---------- EXERCISE MATERIAL
Issue #799, opened 2025-03-20
[FEA] Add "build patch" functionality


KyleFromNVIDIA:
**Is your feature request related to a problem? Please describe.**
As it stands right now, any time a project has a patch, that forces the project to be built and not found. However, some patches are only related to the build process and not the runtime functionality. It doesn't make sense for a "build patch" to force the project to be built.

**Describe the solution you'd like**
We should add "build patch" functionality. When a patch only affects the build process, it should not force the project to be built. The patch should only be applied if the package can't be found and the project must be built.

**Describe alternatives you've considered**
Working around project build issues in other ways, like reordering them in such a way that makes them build properly.

**Additional context**
https://github.com/rapidsai/cuspatial/pull/1550

PR #801, opened 2025-03-21
Add build patch functionality

KyleFromNVIDIA:
## Description
This enables patches that only affect the build process of a project and not its exported headers or runtime functionality. If all of a project's patches are build patches, it is not required to be downloaded and can be found with `find_package()`.

Resolves https://github.com/rapidsai/rapids-cmake/issues/799

TODO:

- [x] Add tests for `rapids_cpm_find()`

## Checklist


robertmaynard (changes requested):
Docs need updating for the `build` entry in the json file

rapids-cmake/cpm/detail/generate_patch_command.cmake
```diff
@@ -78,6 +78,7 @@ function(rapids_cpm_generate_patch_command package_name version patch_command)
   set(patch_files_to_run)
   set(patch_issues_to_ref)
   set(patch_required_to_apply)
+  set(${build_patch_only} BUILD_PATCH_ONLY PARENT_SCOPE)
```
robertmaynard, line 81: I think the default needs to be that this is unset. Otherwise existing json files that exist ( legion,  spark-rapids ) will start to behave differently compared to previous rapids-cmake releases

KyleFromNVIDIA: See farther down. If _any_ patch doesn't have `"build": true` (which is all of the ones that currently exist) then this variable gets unset.

robertmaynard (approved):

miscco:
I find that this breaks us building raft in the CCCL CI, I have provided a patch that adds a false argument to the function call https://github.com/rapidsai/raft/pull/2619

PR #804, opened 2025-03-24
Fix export of nvtx3

KyleFromNVIDIA:
## Description
Instead of exporting to `nvtx3-targets`, export to the exports specified by the arguments.

## Checklist


AyodeAwe (approved):

rapids-cmake/cpm/versions.json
--------------------
» WHAT IS EXPECTED: The records above need to be output again, verbatim.

» RESULT BELOW:
Issue #799, opened 2025-03-20
[FEA] Add "build patch" functionality


KyleFromNVIDIA:
**Is your feature request related to a problem? Please describe.**
As it stands right now, any time a project has a patch, that forces the project to be built and not found. However, some patches are only related to the build process and not the runtime functionality. It doesn't make sense for a "build patch" to force the project to be built.

**Describe the solution you'd like**
We should add "build patch" functionality. When a patch only affects the build process, it should not force the project to be built. The patch should only be applied if the package can't be found and the project must be built.

**Describe alternatives you've considered**
Working around project build issues in other ways, like reordering them in such a way that makes them build properly.

**Additional context**
https://github.com/rapidsai/cuspatial/pull/1550

PR #801, opened 2025-03-21
Add build patch functionality

KyleFromNVIDIA:
## Description
This enables patches that only affect the build process of a project and not its exported headers or runtime functionality. If all of a project's patches are build patches, it is not required to be downloaded and can be found with `find_package()`.

Resolves https://github.com/rapidsai/rapids-cmake/issues/799

TODO:

- [x] Add tests for `rapids_cpm_find()`

## Checklist


robertmaynard (changes requested):
Docs need updating for the `build` entry in the json file

rapids-cmake/cpm/detail/generate_patch_command.cmake
```diff
@@ -78,6 +78,7 @@ function(rapids_cpm_generate_patch_command package_name version patch_command)
   set(patch_files_to_run)
   set(patch_issues_to_ref)
   set(patch_required_to_apply)
+  set(${build_patch_only} BUILD_PATCH_ONLY PARENT_SCOPE)
```
robertmaynard, line 81: I think the default needs to be that this is unset. Otherwise existing json files that exist ( legion,  spark-rapids ) will start to behave differently compared to previous rapids-cmake releases

KyleFromNVIDIA: See farther down. If _any_ patch doesn't have `"build": true` (which is all of the ones that currently exist) then this variable gets unset.

robertmaynard (approved):

miscco:
I find that this breaks us building raft in the CCCL CI, I have provided a patch that adds a false argument to the function call https://github.com/rapidsai/raft/pull/2619

PR #804, opened 2025-03-24
Fix export of nvtx3

KyleFromNVIDIA:
## Description
Instead of exporting to `nvtx3-targets`, export to the exports specified by the arguments.

## Checklist


AyodeAwe (approved):

rapids-cmake/cpm/versions.json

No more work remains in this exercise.